Task description
The string "consumer" appears in some lines of the entries that follow; copy each such line.
--- Data supplied Enclosed Below ---
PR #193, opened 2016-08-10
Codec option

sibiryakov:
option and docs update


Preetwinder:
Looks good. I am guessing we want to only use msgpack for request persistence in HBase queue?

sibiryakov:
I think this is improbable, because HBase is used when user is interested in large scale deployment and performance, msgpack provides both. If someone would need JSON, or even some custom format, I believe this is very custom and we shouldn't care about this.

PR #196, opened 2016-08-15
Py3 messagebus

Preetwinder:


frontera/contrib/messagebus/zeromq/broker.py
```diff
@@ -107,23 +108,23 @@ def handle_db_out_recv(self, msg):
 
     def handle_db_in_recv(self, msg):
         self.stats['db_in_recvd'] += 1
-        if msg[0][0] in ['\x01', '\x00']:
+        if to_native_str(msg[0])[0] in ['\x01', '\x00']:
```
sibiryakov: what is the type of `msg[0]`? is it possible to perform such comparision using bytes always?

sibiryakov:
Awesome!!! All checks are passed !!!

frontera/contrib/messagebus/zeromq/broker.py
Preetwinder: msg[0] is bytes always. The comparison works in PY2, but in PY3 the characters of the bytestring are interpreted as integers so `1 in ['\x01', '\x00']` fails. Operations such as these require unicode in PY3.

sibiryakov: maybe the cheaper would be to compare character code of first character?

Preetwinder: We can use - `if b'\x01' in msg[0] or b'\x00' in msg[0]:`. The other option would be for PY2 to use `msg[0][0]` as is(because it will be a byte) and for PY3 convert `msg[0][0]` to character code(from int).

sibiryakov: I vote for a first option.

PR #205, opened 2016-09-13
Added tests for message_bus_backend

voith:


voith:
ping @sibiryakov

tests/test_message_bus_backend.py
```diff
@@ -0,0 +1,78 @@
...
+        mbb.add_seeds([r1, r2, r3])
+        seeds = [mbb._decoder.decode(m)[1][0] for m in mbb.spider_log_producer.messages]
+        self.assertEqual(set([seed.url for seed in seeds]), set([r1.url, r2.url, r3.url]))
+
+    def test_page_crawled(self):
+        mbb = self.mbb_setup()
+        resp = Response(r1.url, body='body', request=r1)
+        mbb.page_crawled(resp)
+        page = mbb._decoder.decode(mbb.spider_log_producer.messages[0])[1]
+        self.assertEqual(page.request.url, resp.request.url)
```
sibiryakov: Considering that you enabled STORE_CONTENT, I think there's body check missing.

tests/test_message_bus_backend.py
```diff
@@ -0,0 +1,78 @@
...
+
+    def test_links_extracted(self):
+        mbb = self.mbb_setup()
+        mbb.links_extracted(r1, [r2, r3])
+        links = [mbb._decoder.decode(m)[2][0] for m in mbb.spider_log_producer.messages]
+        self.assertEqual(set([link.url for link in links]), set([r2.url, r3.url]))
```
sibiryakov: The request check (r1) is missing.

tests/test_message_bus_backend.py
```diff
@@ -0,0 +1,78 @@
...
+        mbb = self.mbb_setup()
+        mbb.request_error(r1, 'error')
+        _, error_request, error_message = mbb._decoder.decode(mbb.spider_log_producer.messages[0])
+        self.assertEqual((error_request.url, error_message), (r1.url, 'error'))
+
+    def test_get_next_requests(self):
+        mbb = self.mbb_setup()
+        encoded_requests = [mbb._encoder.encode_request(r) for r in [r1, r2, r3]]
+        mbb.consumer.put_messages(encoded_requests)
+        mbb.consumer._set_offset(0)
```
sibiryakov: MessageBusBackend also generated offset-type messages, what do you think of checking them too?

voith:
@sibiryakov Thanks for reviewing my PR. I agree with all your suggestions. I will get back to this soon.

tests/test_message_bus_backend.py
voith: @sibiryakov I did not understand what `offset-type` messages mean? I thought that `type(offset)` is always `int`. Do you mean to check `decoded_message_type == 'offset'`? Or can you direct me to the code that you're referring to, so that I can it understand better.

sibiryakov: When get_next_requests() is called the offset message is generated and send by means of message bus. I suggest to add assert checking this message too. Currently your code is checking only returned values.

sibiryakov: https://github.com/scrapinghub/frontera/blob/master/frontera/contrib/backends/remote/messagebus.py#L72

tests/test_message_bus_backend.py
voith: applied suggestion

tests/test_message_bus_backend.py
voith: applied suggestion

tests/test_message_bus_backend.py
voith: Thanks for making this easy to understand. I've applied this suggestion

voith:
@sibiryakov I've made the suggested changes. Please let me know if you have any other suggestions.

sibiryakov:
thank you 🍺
--- End of Enclosed Data supplied ---
Result for this task
+        mbb.consumer.put_messages(encoded_requests)
+        mbb.consumer._set_offset(0)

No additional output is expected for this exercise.